Exercise description: For the word "gram", determine how many lines of the entries below contain it, and give only that number.

Segment Open

Issue #1497, opened 2026-07-08
N-gram self-speculative decoding for hybrid GDN/SA models


dahai80:
## Motivation

Single-token decode on Apple Silicon is **bandwidth-bound**: each step streams the full model weights for one token. Speculative decoding can beat this ceiling by verifying multiple draft tokens per weight load — but standard speculative decoding needs a separate draft model (extra weights, extra memory).

**N-gram self-speculative decoding** generates draft tokens on the **CPU** from an n-gram table built from the prompt + generated tokens, with **zero GPU overhead**. The model's own forward pass verifies the draft. On a hit, one weight load yields 2 tokens; on a miss, we fall back to 1 token with cache rollback. No draft model required.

Segment Closed

Answer for this exercise: 2